Researchers from the Italian National Institute for Astrophysics (INAF) and other institutions have developed a novel solar polarimeter mission called the CUbesat Solar Polarimeter (CUSP) to study solar flares and their polarization in the 25-100 keV energy range. The team, led by Nicolas De Angelis and including members from various institutions, has published their preliminary findings in the journal “Experimental Astronomy.”
The Sun, being the closest X-ray astrophysical source to Earth, provides an excellent opportunity to study astrophysical processes. Solar flares, in particular, are linked to coronal mass ejections and magnetic field reconnection sites in the solar atmosphere. Understanding these phenomena can help improve space weather forecasting. However, the hard X-ray polarization of solar flares, which is crucial for distinguishing between competing theoretical models, remains poorly constrained by existing observations.
To address this gap, the researchers have developed CUSP, a mission that consists of a 6U-XL platform hosting a dual-phase Compton polarimeter. The polarimeter is made up of a central assembly of four 4×4 arrays of plastic scintillators, each coupled to multi-anode photomultiplier tubes, surrounded by four strips of eight elongated GAGG scintillator bars coupled to avalanche photodiodes. Both types of sensors are from Hamamatsu and are read out by the MAROC-3A and SKIROC-2A ASICs from Weeroc.
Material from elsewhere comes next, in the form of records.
PR #716, opened 2026-07-21
Fix async transaction reads across column families

### LINKED ISSUE #1881: Secondary-index reads return partial/empty results for the second table accessed in a single request (5.1.19 and 5.1.22)
## Summary

In Harper **5.1.19 and 5.1.22**, within a **single resource request**, the first
access to a table returns an **incomplete** result set if a **different table**
was read earlier in that same request. Reading that table first — or as the only
read in the request — returns the full set.

Only the **secondary-index** read path is affected. An unconditioned full scan of
the same table, in the same position in the same request, returns every row. The
records are intact; the index scan comes back short.

The magnitude ranges from a partial count to **zero**. It silently
empties/undercounts any endpoint that aggregates across multiple tables in one
request.

## Environment

- Harper **5.1.19**, and reproduced identically on **5.1.22**.
- `@harperfast/rocksdb-js` **2.4.0**.
- Reproduced on a single node (macOS) and on a 2-node Fabric cluster.
- Component plugins: `rest` + `graphqlSchema` + `jsResource`; TypeScript resources.

## Reproduction — self-contained, no real data required

Two tables, one indexed attribute, seeded synthetically. **100% deterministic.**

The essential ingredient is the write pattern: every key gets rows on **every
wave**, so a single key's index entries are scattered across many sorted runs
rather than sitting contiguously in one. Seeding the same rows in a single pass
does **not** reproduce.

### `schemas/repro.graphql`

```graphql
type GenA @table(database: "metrics-repro") @export {
  id: ID @primaryKey
  repositoryId: String @indexed
  n: Int @indexed
  body: String
}

type GenB @table(database: "metrics-repro") @export {
  id: ID @primaryKey
  repositoryId: String @indexed
  n: Int @indexed
  body: String
}
```

### `resources/Gen.ts`

```ts
import { Resource, databases } from "harper";

const db: any = (databases as any)["metrics-repro"];
const PAD = "x".repeat(1024);

// Every key gets rows on EVERY wave, so one key's index entries end up
// scattered across many sorted runs rather than contiguous in one.
async function generate(table, keys, perKeyPerWave, waves, bodyKb) {
  const body = PAD.repeat(bodyKb);
  for (let w = 0; w < waves; w++)
    for (let r = 0; r < keys; r++)
      for (let i = 0; i < perKeyPerWave; i++) {
        const n = w * perKeyPerWave + i;
        await db[table].put({
          id: `${table}-r${r}-n${n}`,
          repositoryId: `repo-${r}`,
          n,
          body,
        });
      }
}

async function drain(table, key, scan) {
  const query =
    scan === "full"
      ? { conditions: [] }
      : {
          operator: "and",
          conditions: [
            { attribute: "repositoryId", comparator: "equals", value: key },
          ],
        };
  let n = 0;
  for await (const r of db[table].search(query)) {
    if (scan === "full" && r.repositoryId !== key) continue;
    n++;
  }
  return n;
}

export class Gen extends Resource {
  static loadAsInstance = false;

  async get(target: any) {
    const p = (k, d) => String(target?.get?.(k) ?? d);
    if (p("action", "probe") === "gen") {
      const table = p("table", "GenA");
      await generate(table, 50, 5, 20, 4); // 50 keys x 5 rows x 20 waves, 4KB body
      return { table, written: 50 * 5 * 20 };
    }
    const key = p("key", "repo-0");
    const scan = p("scan", "index");
    const order = p("tables", "GenB,GenA").split(",").filter(Boolean);
    const out = {};
    for (let i = 0; i < order.length; i++)
      out[`${i + 1}:${order[i]}`] = await drain(order[i], key, scan);
    return out;
  }
}
```

### Steps

```bash
# 1. Seed (once)
curl -k "$HOST/Gen?action=gen&table=GenA"
curl -k "$HOST/Gen?action=gen&table=GenB"

# 2. Probe — each request counts repo-0 in the given table order
curl -k "$HOST/Gen?tables=GenA"
curl -k "$HOST/Gen?tables=GenA,GenB"
curl -k "$HOST/Gen?tables=GenB,GenA"
curl -k "$HOST/Gen?tables=GenB,GenA&scan=full"
```

### Results — every count should be 100

| Request | Result |
|---|---|
| `?tables=GenA` | `GenA = 100` ✅ |
| `?tables=GenB` | `GenB = 100` ✅ |
| `?tables=GenA,GenB` | `100`, `100` ✅ |
| `?tables=GenB,GenA` | `100`, **`GenA = 0`** ❌ |
| `?tables=GenB,GenA&scan=full` | `100`, **`100`** ✅ (full scan is correct) |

In their recent study, the researchers presented the preliminary spectral performances of single plastic and GAGG channels measured in the laboratory using development boards of the ASICs foreseen for the flight model. The results demonstrate the potential of CUSP to provide valuable insights into the polarization of solar flares, which can help improve our understanding of the physical processes at play in these energetic events.
The practical applications of this research for the energy sector are primarily related to space weather forecasting. Solar flares and coronal mass ejections can have significant impacts on space-based and ground-based energy infrastructure, including power grids, satellites, and pipelines. Improved space weather forecasting can help energy companies mitigate these risks and ensure the reliable operation of their systems. Additionally, the technology developed for CUSP could potentially be adapted for use in other areas of energy research, such as nuclear power plant monitoring and radiation detection.
Source: De Angelis, N., Kumar, A., Fabiani, S. et al. Spectral performance of single-channel plastic and GAGG scintillator bars of the CUbesat Solar Polarimeter (CUSP). Exp Astron (2023). https://doi.org/10.1007/s10686-023-09863-4
This article is based on research available at arXiv.